* TASK TO CARRY OUT:
From the first line of the data below through the line holding "from .uname import Uname", write out each line exactly as it stands.

[[ EXTRACTED MATERIAL open ]]

PR #2361, opened 2022-11-01
Create Mv tool for simple move operations

contre:
Simple tool to perform file move operations.

### DIFF
--- a/lisa/base_tools/__init__.py
+++ b/lisa/base_tools/__init__.py
@@ -1,8 +1,9 @@
 from .cat import Cat
+from .mv import Mv
 from .rpm import Rpm
 from .sed import Sed
 from .uname import Uname
 from .wget import Wget
 from .yum_config_manager import YumConfigManager
 
-__all__ = ["Uname", "Sed", "Wget", "Cat", "Rpm", "YumConfigManager"]
+__all__ = ["Uname", "Sed", "Wget", "Cat", "Rpm", "YumConfigManager", "Mv"]
--- a/lisa/base_tools/mv.py
+++ b/lisa/base_tools/mv.py
@@ -1,0 +1,26 @@
+# Copyright (c) Microsoft Corporation.
+# Licensed under the MIT license.
+
+from lisa.executable import Tool
+
+
+class Mv(Tool):
+    @property
+    def command(self) -> str:
+        return "mv"
+
+    @property
+    def can_install(self) -> bool:
+        return False
+
+    def move(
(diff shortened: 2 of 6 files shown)


lisa/tools/mv.py
```diff
@@ -0,0 +1,17 @@
...
+    @property
+    def command(self) -> str:
+        return "mv"
+
+    @property
+    def can_install(self) -> bool:
+        return False
+
+    def move_file(self, src_path: str, dest_path: str, sudo: bool = False) -> None:
+        self.run(f"{src_path} {dest_path}", sudo=sudo, force_run=True, shell=True)
```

[[ EXTRACTED MATERIAL closed ]]

* RESULT OF THE EXERCISE:
PR #2361, opened 2022-11-01
Create Mv tool for simple move operations

contre:
Simple tool to perform file move operations.

### DIFF
--- a/lisa/base_tools/__init__.py
+++ b/lisa/base_tools/__init__.py
@@ -1,8 +1,9 @@
 from .cat import Cat
+from .mv import Mv
 from .rpm import Rpm
 from .sed import Sed
 from .uname import Uname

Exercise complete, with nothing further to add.